Egbert came into the large, dimly lit drawing-room with the air of a man who is not certain whether he is entering a dovecote or a bomb factory, and is prepared for either eventuality.  The little domestic quarrel over the luncheon-table had not been fought to a definite finish, and the question was how far Lady Anne was in a mood to renew or forgo hostilities.  Her pose in the arm-chair by the tea-table was rather elaborately rigid; in the gloom of a December afternoon Egbert’s pince-nez did not materially help him to discern the expression of her face.

Egbert then engages in the often mocked scenario of trying to apologize for non-existent faults. The wife ignores him. Only the Persian cat, Don Tarquinio, watches him from the rug. Even Egbert’s statement: “I dare say (. . .) I may have been to blame.  I am willing, if I can thereby restore things to a happier standpoint, to undertake to lead a better life” does not improve the situation. He finally leaves the room to change for dinner, asking “Aren’t we being very silly?” as he walks off. Lady Anne is not impressed.
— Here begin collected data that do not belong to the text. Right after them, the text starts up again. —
PR #667, opened 2026-09-04
fix(doctor): report MLX from the doctor command, and read the version where it lives

### LINKED ISSUE #659: soup doctor never reports MLX: _get_mlx_info() has no caller, and get_mlx_version() always returns "unknown"

swalla02:
Closes #659.

## What was wrong

**1. `_get_mlx_info()` had no caller.** The helper, its docstring ("Surface MLX info in the doctor report") and its test all existed, but `doctor` never invoked it, so `soup doctor` printed nothing about MLX on any machine. The `Backend: MPS (Apple Silicon)` line comes from the torch MPS branch of `_check_gpu()`, not from MLX.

The cat answers him “mentally”, thinking “A fool” as he proceeds to attack the cage with a bullfinch inside it.

It was the first time he had seemed to notice the bird’s existence, but he was carrying out a long-formed theory of action with the precision of mature deliberation.  The bullfinch, who had fancied himself something of a despot, depressed himself of a sudden into a third of his normal displacement; then he fell to a helpless wing-beating and shrill cheeping.  He had cost twenty-seven shillings without the cage, but Lady Anne made no sign of interfering.  She had been dead for two hours.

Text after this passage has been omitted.